Courtesy of Siteman Cancer Center
Dr. Ravi Vij has researched and treated cancer at Siteman Cancer Center for over two decades.
Multiple myeloma is the second-most common blood cancer after non-Hodgkins lymphoma, but many people still aren't familiar with the disease.
“It is more common than any leukemia, but it doesn’t have as much name recognition,” says Dr. Ravi Vij, an oncologist with Washington University School of Medicine. “When a person develops myeloma, they often have never heard about it.”
For more than two decades, Vij has worked as a bone marrow transplant specialist and medical oncologist at Siteman Cancer Center, where he researches new therapies for the disease. “We’ve made tremendous progress over the last 15 odd years,” he says, noting that Wash. U. patients have contributed to one of the largest tissue repositories in the nation as part of the CoMMpass Study, which is seeking to sequence more than 1,000 patients at diagnosis and every time they relapse. It will help enable researchers to examine “how the genetic landscape of the disease evolves over time,” says Vij.

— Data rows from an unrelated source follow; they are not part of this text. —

PR #5111, opened 2026-08-11
Fix scheduler missing job updates

JamesMurkin:
**Context**

The scheduler loads data from schedulerdb by fetching all changed job/run rows where `serial > previously highest serial`.

This works as long as job/run serials are monotonically increasing in commit order — i.e. a later committed change cannot have a lower serial than an earlier committed change.

This is enforced by only allowing one active writer to job/run data at a time, using a DB lock. The lock ensures that only one transaction can generate new serial numbers at a time, so once a transaction commits, its serial numbers will always be higher than those of any previously committed rows.

**Issue**

We've added new operations that were categorised as `ControlPlaneOperation` and therefore didn't require this lock. This was originally fine, as these operations only modified the executor settings table.

However, subsequent control plane operations were added (preempt/cancel node, preempt/cancel executor) which do modify job rows.

This resulted in job data being updated outside of the lock, breaking the guarantee that job/run serials are monotonically increasing in commit order.

As a result, the scheduler could miss updates, leaving some jobs stuck in an incorrect state — typically running, because the terminal update was missed.

**Fix**

This PR correctly categorises operations based on whether they modify job data and therefore require the DB lock. The operation types have also been renamed to make this distinction more explicit.


internal/scheduleringester/dbops.go
```diff
@@ -749,119 +747,119 @@ func definesRun[M ~map[string]V, V any](a M, b DbOperation) bool {
...
 }
 
 func (a DeleteExecutor) GetOperation() Operation {
-	return ControlPlaneOperation
+	return ExecutorDataImpactingOperation
 }
 
 func (pe PreemptExecutor) GetOperation() Operation {
-	return ControlPlaneOperation
+	return JobDataImpactingOperation
```
JamesMurkin, line 842: Note the last 6 operations have had their type changed to `JobDataImpactingOperation`

eleanorpratt (approved):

“Among disease states, it is the No. 1 cancer for which patients are placed on clinical trials at Washington University,” adds Vij. Nearly 350 new diagnoses of multiple myeloma are referred to Wash. U. each year, he says.
The American Cancer Society estimates that the disease causes an average of 560 new diagnoses per year in Missouri and 270 deaths per year. Nationwide, there are an estimated 30,000 new diagnoses annually, and 13,000 Americans die from the disease each year. Multiple myeloma affects African-Americans at twice the rate of Caucasians. The five-year survival rate remains below 50 percent.
Diagnosis can also be tricky. “Myeloma has a lot of non-specific symptoms,” says Vij. Common symptoms include back pain, fatigue, and pain—though many people are diagnosed during checkups, before the disease begins to exhibit any symptoms.
The good news: Advances in healthcare are providing myeloma patients with more options. “This cancer is now the prototype of chronic disease," says Vij, "with patients leading good, healthy, productive lives for years.”